*** INPUT FOR THIS TASK ***

PR #38908, opened 2026-08-30
fix(proxy): keep reasoning_items on the streaming fast-serialization path

### LINKED ISSUE #38907: [Bug] Proxy strips delta.reasoning_items from streaming chunks on the fast-serialization path
### What happened

A streaming chat-completions response served **by the proxy** loses `delta.reasoning_items` — the provider's encrypted reasoning state. The same stream through the SDK's `CustomStreamWrapper` keeps the field, so the loss happens in the proxy's SSE serialization, after the stream wrapper is done with the chunk.

Clients of the proxy can therefore never round-trip encrypted reasoning: every turn of a multi-turn tool loop starts without the previous turn's reasoning state.

### Where

`_fast_serialize_simple_model_response_stream` (`litellm/proxy/proxy_server.py`) hand-builds the JSON for "simple" text chunks and emits only `role` and `content`. It declines richer chunks through `unsupported_delta_fields`, but `reasoning_items` is not in that tuple:

```python
unsupported_delta_fields: Final = (
    "function_call",
    "tool_calls",
    "audio",
    "images",
    "annotations",
    "reasoning_content",
    "thinking_blocks",
    "provider_specific_fields",
    "refusal",
)
```

The Responses-to-chat bridge emits its `response.completed` chunk as `Delta(content="", reasoning_items=[...])`. `content` is an empty string and none of the guarded fields is set, so the chunk is classified as simple text, takes the fast path, and the items are dropped on the floor.

### Minimal reproduction

```python
from litellm.proxy.proxy_server import _serialize_streaming_chunk
from litellm.types.utils import Delta, ModelResponseStream, StreamingChoices

chunk = ModelResponseStream(
    id="chatcmpl-x", created=0, model="gpt-5.1", object="chat.completion.chunk",
    choices=[StreamingChoices(index=0, delta=Delta(content="", reasoning_items=[
        {"id": "rs_abc", "type": "reasoning", "encrypted_content": "ENCRYPTED-BLOB"}]))],
)
print(_serialize_streaming_chunk(chunk))
```

Current output — the items are gone:

```json
{"id":"chatcmpl-x","object":"chat.completion.chunk","created":0,"model":"gpt-5.1","choices":[{"index":0,"delta":{"content":""}}]}
```

### Visible end to end as well

Against a running proxy with `stream=true` on a model routed through the Responses bridge, the chunk that should carry the reasoning item arrives as `{"delta":{"content":""}}` and the terminal chunk as `{"delta":{},"finish_reason":"stop"}`. The identical **non-streaming** request to the same model returns `reasoning_items` with a ~5 KB `encrypted_content`, and replaying those items back into a follow-up request is accepted (corrupting the blob by four characters makes the upstream reject it with a 400). So the state exists and round-trips fine — only the streaming proxy path drops it.

### Not a duplicate of #37655

#37655 fixes `stream_chunk_builder`, i.e. the *reassembled* response used for caching and for the bridge's own input rebuild. This issue is about the bytes the proxy writes to the client. Both drop `reasoning_items`, at different points, and fixing either one does not fix the other.

### Fix

One line: add `reasoning_items` to `unsupported_delta_fields` so the chunk falls through to the canonical `model_dump_json` path. PR incoming.

CNSeniorious000:
## Title

fix(proxy): keep `reasoning_items` on the streaming fast-serialization path

## Relevant issues

Fixes #38907

## Pre-Submission checklist

- [x] I have added testing in the `tests/` directory: `tests/test_litellm/proxy/proxy_server/test_streaming_helpers.py`

## Type

🐛 Bug Fix

## Changes

`_fast_serialize_simple_model_response_stream` hand-builds the JSON for "simple" text chunks and emits only `role` and `content`, declining anything richer through `unsupported_delta_fields`. `reasoning_items` was missing from that tuple.

The Responses-to-chat bridge emits its `response.completed` chunk as `Delta(content="", reasoning_items=[...])` — `content` is an empty string and none of the guarded fields is set, so the chunk looks like plain text, takes the fast path, and its encrypted reasoning state never reaches the client. `CustomStreamWrapper` carries the field correctly, so the loss is entirely in proxy serialization; that is why it shows up through the proxy but not in SDK streaming.

Adding `reasoning_items` to the guard lets such a chunk fall through to the canonical `model_dump_json(exclude_none=True, exclude_unset=True)` path, which already serializes it.

Before / after on the minimal case, `Delta(content="", reasoning_items=[...])`:

```json
// before
{"id":"chatcmpl-x","object":"chat.completion.chunk","created":0,"model":"gpt-5.1","choices":[{"index":0,"delta":{"content":""}}]}
// after
{"id":"chatcmpl-x","created":0,"model":"gpt-5.1","object":"chat.completion.chunk","choices":[{"index":0,"delta":{"reasoning_items":[{"id":"rs_abc","type":"reasoning","encrypted_content":"ENCRYPTED-BLOB"}],"content":""}}]}
```

## Testing

Two tests added to the existing pins file: one asserting the fast path declines a chunk carrying `reasoning_items`, one end-to-end through `_serialize_streaming_chunk` asserting the items reach the wire.

Run against the unpatched tree, to show they actually catch the bug:

```
FAILED tests/test_litellm/proxy/proxy_server/test_streaming_helpers.py::test_fast_serialize_simple_model_response_stream_with_reasoning_items_returns_none
FAILED tests/test_litellm/proxy/proxy_server/test_streaming_helpers.py::test_serialize_streaming_chunk_preserves_reasoning_items
2 failed, 78 deselected in 13.63s
```

On the branch, the two files that cover these helpers:

```
$ pytest tests/test_litellm/proxy/proxy_server/test_streaming_helpers.py tests/test_litellm/proxy/test_response_model_sanitization.py -q
88 passed, 1 warning in 265.97s
```

`ruff check` reports the same 448 pre-existing findings on both touched files before and after the change, none of them on the changed lines; `ruff format --check` reports both files already formatted.

To be explicit about the verification boundary: I observed the dropped field on a live proxy (the streaming chunk arrives as `{"delta":{"content":""}}` while the identical non-streaming request returns `reasoning_items` with a ~5 KB `encrypted_content`), and I verified the fix at the serialization level and through the test suite. I did not re-run a live paid reasoning-model stream against a proxy built from this branch.

### DIFF
--- a/litellm/proxy/proxy_server.py
+++ b/litellm/proxy/proxy_server.py
@@ -8266,6 +8266,7 @@ def _fast_serialize_simple_model_response_stream(
         "annotations",
         "reasoning_content",
         "thinking_blocks",
+        "reasoning_items",
         "provider_specific_fields",
         "refusal",
     )
--- a/tests/test_litellm/proxy/proxy_server/test_streaming_helpers.py
+++ b/tests/test_litellm/proxy/proxy_server/test_streaming_helpers.py
@@ -517,6 +517,16 @@ def test_fast_serialize_simple_model_response_stream_with_usage_returns_none_inv
     assert _fast_serialize_simple_model_response_stream(chunk) is None
 
 
+def test_fast_serialize_simple_model_response_stream_with_reasoning_items_returns_none():
+    """``reasoning_items`` carries the provider's encrypted reasoning state, which
+    the fast path cannot emit — it must bail so the slow path serializes it."""
+    chunk = _simple_chunk(content="")
+    chunk.choices[0].delta.reasoning_items = [
+        {"id": "rs_abc", "type": "reasoning", "encrypted_content": "ENCRYPTED-BLOB"}
+    ]
+    assert _fast_serialize_simple_model_response_stream(chunk) is None
+
+
 # ---------------------------------------------------------------------------
 # _serialize_streaming_chunk
 # ---------------------------------------------------------------------------
@@ -538,6 +548,20 @@ def test_serialize_streaming_chunk_simple_uses_fast_path_bytes():
             }
         ],
     }
+
+
+def test_serialize_streaming_chunk_preserves_reasoning_items():
+    """End-to-end pin for the bug: a chunk whose only payload beside text is
+    ``reasoning_items`` must still reach the wire with those items. The fast
+    path emits ``role``/``content`` only, so it has to decline this chunk."""
+    chunk = _simple_chunk(content="")
+    chunk.choices[0].delta.reasoning_items = [
+        {"id": "rs_abc", "type": "reasoning", "encrypted_content": "ENCRYPTED-BLOB"}
+    ]
+    payload = json.loads(_serialize_streaming_chunk(chunk))
+    assert payload["choices"][0]["delta"]["reasoning_items"] == [
+        {"id": "rs_abc", "type": "reasoning", "encrypted_content": "ENCRYPTED-BLOB"}
+    ]
 
 
 def test_serialize_streaming_chunk_invalid_input_raises_attribute_error():


banVD:
Independent confirmation of this bug on a production gateway, and of the fix.

  **Setup:** LiteLLM proxy v1.101.0 (stock ghcr image), Azure OpenAI GPT reasoning model via the Responses→Chat bridge, `stream: true`, `extra_body: {"include": ["reasoning.encrypted_content"], "store": false}`, tool-call
  round.

  **Observed on the wire (unpatched):** the terminal chunk that should carry `delta.reasoning_items` arrives as

  ```
  data: {"id":"...","object":"chat.completion.chunk","created":...,"model":"...","choices":[{"index":0,"delta":{"content":""}}]}
  data: {"id":"...","object":"chat.completion.chunk","created":...,"model":"...","choices":[{"index":0,"delta":{},"finish_reason":"tool_calls"}]}
  ```

  No `reasoning_items` anywhere in the stream. The client therefore has no encrypted reasoning state to replay on the next turn, so every tool-loop turn restarts reasoning from scratch.

  **Evidence it is the fast serializer:** those two chunks are the only ones in the stream with key order `id,object,created,model` (the hand-built dict). Every tool-call and usage chunk in the same stream has pydantic's order
  `id,created,model,object`. Offline, the same chunk survives `CustomStreamWrapper` and is lost only in the proxy serializer, matching the issue description.

  **Fix verification:** cherry-picked this PR's one-line change onto v1.101.0 and onto current `main` (still missing there as of today). Serializer-level tests fail before, pass after;
  `tests/test_litellm/proxy/proxy_server/test_streaming_helpers.py`, `test_response_model_sanitization.py` and `litellm_core_utils/test_streaming_handler.py` show no new failures. Non-reasoning chunks produce byte-identical
  output before and after.

  We need this on our gateways and will carry the patch locally until it lands. Would appreciate a maintainer look; #38961 is the same change without the test.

*** End of INPUT FOR THIS TASK ***

### PROBLEM
Only the lines from the start of the listing through the line with "A streaming chat-completions" should be repeated, each exactly as it stands.

### SOLUTION TO THE EXERCISE
PR #38908, opened 2026-08-30
fix(proxy): keep reasoning_items on the streaming fast-serialization path

### LINKED ISSUE #38907: [Bug] Proxy strips delta.reasoning_items from streaming chunks on the fast-serialization path
### What happened

A streaming chat-completions response served **by the proxy** loses `delta.reasoning_items` — the provider's encrypted reasoning state. The same stream through the SDK's `CustomStreamWrapper` keeps the field, so the loss happens in the proxy's SSE serialization, after the stream wrapper is done with the chunk.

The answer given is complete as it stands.